Political Realities Of A TCJA Extension
Altogether, even though the 2025 tax bill isn't expected to impose sweeping changes on the sale of the original TCJA (since TCJA itself represents the baseline on which much of the bill will be constructed), it does have the potential for some significant changes that cut across numerous areas of the tax system, as summarized below.
When assessing all of the proposals and areas where TCJA may be extended or amended, however, a key consideration is that while Republicans are expected to have majorities in both the House and Senate in 2025, these majorities are projected to be extremely narrow. Which means that any tax bill replacing TCJA will need support from nearly every Republican legislator in both chambers, with very little room for 'defection' on either side.
So while it may appear as though Republicans will be able to pass any bill that they want with their trifecta, the reality is that the bill's passage depends on the support of lawmakers with many differing priorities and philosophies – from those committed to cutting taxes further no matter the cost to those reluctant to pass any bill that would continue to add to the Federal deficit. As the Democrats learned with the Build Back Better Act of 2021, which stalled after losing the vote of a single Democratic senator, it isn't easy to create a wide-ranging piece of legislation that satisfies everyone, even within a single political party.
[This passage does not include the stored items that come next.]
PR #2274, opened 2026-06-23
cuda: clean up CUDA_INSTALL_ARCH usage

madisongh:
Replace the multiple settings of CUDA_INSTALL_ARCH (with and without overrides) with the one correct setting in the common include file.


madisongh:
Follow-up to #2272

madisongh:
Added a commit related to #2208

ichergui (approved):

Issue #2270, opened 2026-06-22
host1x_fence: Empty module_exit causes sysfs leak, reload failure, and kernel panic


leogao:
**Describe the bug**

nvidia-oot/drivers/gpu/host1x-fence/dev.c

Symptom: Three cascading failures:

modprobe host1x_fence after initial load fails with sysfs: cannot create duplicate filename '/class/host1x-fence' / kobject_add_internal failed for host1x-fence with -EEXIST
modprobe -r host1x_fence succeeds (module code freed) but /sys/class/host1x-fence persists
Any access to /sys/devices/virtual/host1x-fence/host1x-fence/uevent (e.g. by cat or udev) triggers kernel panic:
Internal error: Oops - Undefined instruction: 0000000002000000 [#1] SMP
pc : 0xffff80007bd001c8
lr : device_get_devnode+0x80/0xf8
Call trace:
  0xffff80007bd001c8 (P)
  dev_uevent+0x19c/0x248
  uevent_show+0x90/0x128
  dev_attr_show+0x28/0x80
  sysfs_kf_seq_show+0x90/0x118
  kernfs_seq_show+0x4c/0x70
  seq_read_iter+0x10c/0x480
Code: 00000000 00000000 00000000 00000000 (00000000)
Kernel panic - not syncing: Oops - Undefined instruction: Fatal exception

**To Reproduce**

$ modprobe -r

**Additional context**

Root cause: The module's exit function is completely empty:

static void __exit tegra_host1x_exit(void)
{
}
On modprobe -r:

Module code pages are freed/unmapped
But the sysfs class (/sys/class/host1x-fence), char device, and device node remain registered
The devnode callback (host1x_fence_devnode) still points to the now-freed module address 0xffff80007bd001c8
When any process reads the uevent sysfs file, the kernel calls device_get_devnode() → jumps to freed memory (all zeros) → Undefined instruction → kernel panic
The init function (host1x_uapi_init) registers: alloc_chrdev_region, class_create, cdev_add, device_create — none are ever torn down.

Note: The in-kernel host1x module does NOT register this class. The conflict is purely with the OOT module's own stale registration from a previous load.

leogao:
Fix (two patches required):

Patch 1: NULL-guard the mode pointer in host1x_fence_devnode(). The devtmpfs_delete_node path calls device_get_devnode with mode=NULL, so the callback must not unconditionally dereference it.

<pre lang="c">
[...]

PR #2277, opened 2026-06-24
nvidia-kernel-oot: fix host1x_fence crash on module unload and tegra_camera kmemleak false positive

leogao:
Fix two nvidia-kernel-oot issues:

### 1. host1x_fence: fix NULL deref and add module exit cleanup

`host1x_fence_devnode()` unconditionally dereferences the `mode` pointer, but
`device_destroy` calls `device_get_devnode` with `mode=NULL`, causing a kernel
panic on module unload.

Additionally, `tegra_host1x_exit()` was empty — no cleanup of the sysfs class,
cdev, or device. This leaves dangling sysfs entries whose devnode callback points
to freed module memory, triggering an undefined instruction panic on any subsequent
access to `/sys/class/host1x-fence/host1x-fence/uevent`. Reloading the module
fails with `-EEXIST`.

Fix: add a NULL guard for `mode`, and implement proper reverse-order teardown
(device_destroy → cdev_del → class_destroy → unregister_chrdev_region).

Related: https://github.com/OE4T/meta-tegra/issues/2270

### 2. tegra_camera: suppress kmemleak false positive

kmemleak reports unreferenced `video_device` objects allocated in
`tegra_channel_init_video()`. These are long-lived V4L2 structures referenced
through OOT module data that kmemleak cannot scan. They are properly freed in
`tegra_channel_cleanup_video()` on module unload.

Fix: mark with `kmemleak_not_leak()` to suppress false positives.

Signed-off-by: Wei Gao <wei.gao@windriver.com>

### DIFF
--- a/recipes-kernel/nvidia-kernel-oot/nvidia-kernel-oot.inc
+++ b/recipes-kernel/nvidia-kernel-oot/nvidia-kernel-oot.inc
@@ -80,6 +80,7 @@ COMMON_PATCHES = "\
     file://0064-nvdisplay-nvidia-drm-support-fbdev-on-Linux-6.11-ker.patch;patchdir=nvdisplay \
     file://0065-nvdisplay-nvidia-drm-trigger-connector-detect-on-hot.patch;patchdir=nvdisplay \
     file://0066-nvdisplay-nvidia-drm-update-legacy-modeset-state-on-.patch;patchdir=nvdisplay \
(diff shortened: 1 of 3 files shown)


madisongh:
As was pointed out in the discussion at #2270, for the L4T R39.2 release, NVIDIA opted to prevent the host1x-fence driver from being unloadable to address the first issue, and the second issue is just silencing a warning that kernel developers might see. So I'm not inclined to take these patches.

madisongh:
Closing because these changes diverge from upstream.

PR #2284, opened 2026-07-02
gcc-for-nvcc: isolate sstate swspec namespace

paletteguy:
The gcc-source-for-nvcc recipe currently uses the generic 'gcc' SSTATE_SWSPEC namespace. That overlaps with oe-core gcc-source and can cause unrelated cache matches when the two recipes diverge in patch content.

Switch the namespace token to 'gcc-for-nvcc' so shared-state objects are keyed independently for this recipe family. This avoids noisy cross-matches and reduces unnecessary hash churn in incremental builds nwhen either side updates its patch set.


madisongh:
Thanks, this change got missed way back when the recipes got renamed to `gcc-for-nvcc`.

While `whinlatter` isn't actively maintained any longer, I'll merge this and cherry-pick it to the active branches where it would also be needed.

PR #2286, opened 2026-07-03
Fix OPTEE test suite (xtest) for Thor devkit

### LINKED ISSUE #2285: OPTEE test suite (xtest) fails on Thor devkit
Running the OP-TEE test suite (`xtest -t regression`) on a Jetson AGX Thor
devkit (tegra264, OP-TEE 4.6, L4T r39.2.0) exposed two independent
problems:

1. **`xtest` crashed (SIGSEGV) at `regression_1024`**, aborting the entire
   regression suite.

```text
$ xtest -t regression 1024
Test ID: 1024
Run test suite with level=0

TEE test application started over default TEE instance
######################################################
#
# regression
#
######################################################

* regression_1024 Test PTA_SYSTEM_GET_TPM_EVENT_LOG Service
o regression_1024.1 TPM test service invocation
<no further output — process terminated by SIGSEGV>
$ echo $?
139
```

2. **`regression_1041` ("fTPM sanity") failed** because Linux never created
   `/dev/tpm0`, even though the firmware TPM works in the secure world.

```
* regression_1041 Test fTPM sanity
Waiting for TPM device 0 / 20
...
Waiting for TPM device 19 / 20
.../regression_1000.c:3400: found has an unexpected value: 0x0 = false, expected 0x1 = true
stat("/dev/tpm0"): No such file or directory
Perhaps fTPM hasn't finished probing
  regression_1041 FAILED
```

**To Reproduce**
1. Build `meta-tegra` branch `master` with `MACHINE` based on `jetson-agx-thor-devkit`
2. Build with bitbake argument `demo-image-full`
3. Deploy to hardware with method `initrd-flash`
4. run `xtest -t regression 1024` then `xtest -t regression 1041`

ichergui:
Refer to the issue #2285 to get more details


conf/machine/include/tegra264.inc
```diff
@@ -76,3 +76,5 @@ PREFERRED_VERSION_hafnium ?= "2.11-l4t%"
 
 TEGRA_EDK2_PLATFORM = "t26x"
 MACHINE_EXTRA_RDEPENDS += "nvidia-kernel-oot-compute nv-kernel-module-nvpmodel-clk-cap"
+
+TEGRA_BOOTCONTROL_OVERLAYS += "tegra264-ftpm.dtbo"
```
madisongh: That overlay looks like it's for the kernel, not a boot control overlay. It should be added to the TEGRA_PLUGIN_MANAGER_OVERLAYS setting.

madisongh (changes requested):
See in-line for one needed tweak.

I'm OK with the intent of the changes, but at some point we should provide settings that allow users to exclude the ftpm from builds, maybe as a MACHINE_FEATURES setting.

conf/machine/include/tegra264.inc
ichergui: Good catch. Thanks @madisongh

conf/machine/include/tegra264.inc
```diff
@@ -76,3 +76,5 @@ PREFERRED_VERSION_hafnium ?= "2.11-l4t%"
 
 TEGRA_EDK2_PLATFORM = "t26x"
 MACHINE_EXTRA_RDEPENDS += "nvidia-kernel-oot-compute nv-kernel-module-nvpmodel-clk-cap"
+
+TEGRA_PLUGIN_MANAGER_OVERLAYS += "tegra264-ftpm.dtbo"
```
madisongh: Please just add this to the `?=` setting in the `agx-thor-XXXX.inc` files, instead of using `+=` here.

madisongh (changes requested):

madisongh (approved):

PR #2290, opened 2026-07-07
cuda-target-environment: make host compiler extraction ccache-aware

### LINKED ISSUE #2288: recipes-devtools/cuda/cuda-target-environment_1.0.bb not ccache aware
**What**
recipes-devtools/cuda/cuda-target-environment_1.0.bb is extracting COMPILER_CMD from CXX_FOR_CUDA without checking for ccache usage like done cuda.bbclass hence the CUDAHOSTCXX environment variable in SDK becomes "ccache".

**How**
Building SDK with INHERIT += "ccache" in site.conf

**Suggest** 
Inherit from cuda.bbclass instead of cude-gcc.bbclass and use cuda_extract_compiler() function from cuda.bbclass.

paletteguy:
The recipe extracted COMPILER_CMD directly from the first element of CXX_FOR_CUDA, so when ccache is enabled (e.g. INHERIT += "ccache") the CUDAHOSTCXX variable in the generated SDK environment ended up being "ccache" instead of the actual host compiler.

Inherit cuda.bbclass instead of cuda-gcc.bbclass and use its cuda_extract_compiler() helper, which already skips the ccache wrapper, so the correct compiler is used consistently.

Fixes: OE4T/meta-tegra#2288

### DIFF
--- a/recipes-devtools/cuda/cuda-target-environment_1.0.bb
+++ b/recipes-devtools/cuda/cuda-target-environment_1.0.bb
@@ -6,11 +6,11 @@ SRC_URI = "file://cuda_target.sh.in"
 
 COMPATIBLE_MACHINE = "(cuda)"
 
-inherit cuda-gcc
+inherit cuda
 
 S = "${UNPACKDIR}"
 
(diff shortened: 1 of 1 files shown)


madisongh:
Thanks @paletteguy !

PR #2291, opened 2026-07-07
tegra-helper-scripts: backport T264 partial flash fix to r38.4

qerased:
Backport the T264 partial-flash fix from:

fb04dfd1a96d63b0edeb52c8f800f37a5764d201

The r38.4 branch still invokes `create_l4t_bsp_images.py` twice when
`-k <partition>` is used:

1. full workspace translation
2. second translation with `-k`

The first translation moves staged partition images, so the second call
can fail with `FileNotFoundError`. The wrapper then proceeds with an
inconsistent workspace and bootburn reports `s_ERROR_PARSE_CONFIG`.

Per-partition selection is already passed to `flash_bsp_images.py` as
`-u <partition>`, so the second `create_l4t_bsp_images.py -k` call is
redundant.

Observed on T264 / L4T r38.4 with:

    initrd-flash -k APP_b

Failure sequence:

    FileNotFoundError:
    ./tools/kernel_flash/images/external/my-image.ext4.simg

followed by:

    s_ERROR_PARSE_CONFIG

This change matches the fix already present on master.


madisongh:
I've manually cherry-picked fb04dfd1a96d63b0edeb52c8f800f37a5764d201 for this.

PR #2293, opened 2026-07-09
cuda.bbclass: forward DEBUG_PREFIX_MAP flags to nvcc host-compiler pass

paletteguy:
nvcc compiles .cu sources through a host-compiler pass but does not receive the C/C++ DEBUG_PREFIX_MAP flags. As a result, __FILE__ and debug paths from .cu files bake in the absolute build path (TMPDIR) and leak into packaged binaries, breaking reproducibility.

Therefore, it's unlikely that all of the proposed tax cuts discussed above will make it into the final law, or at least not without some offsetting tax increases in other areas. The question going forward is which proposals – on both the tax cut and the tax increase sides – will gather enough support to find their way into next year's tax bill. What seems certain, though, is that the 2016-era 'dream' of tax reform to simplify the calculation and filing of taxes is still a very long way off, since any tax cuts and offsetting tax increases that make it into the new law are all but guaranteed to make the system even more complicated!
Additionally, because the TCJA extension and replacement bill may pass with only Republican votes, it will in all likelihood have to go through the reconciliation process once again to allow passage by a simple majority, just as in 2017. Which means that, no matter how the new law takes shape, we get to look forward to another sunset deadline that's likely to be determined by the 2032 elections. So, just as we wrap up a 7-year stretch of speculation and planning for TJCA's sunset, taxpayers – and planners who advise them – could very well be getting ready to face another 7–8-year cycle of planning for whatever law comes next!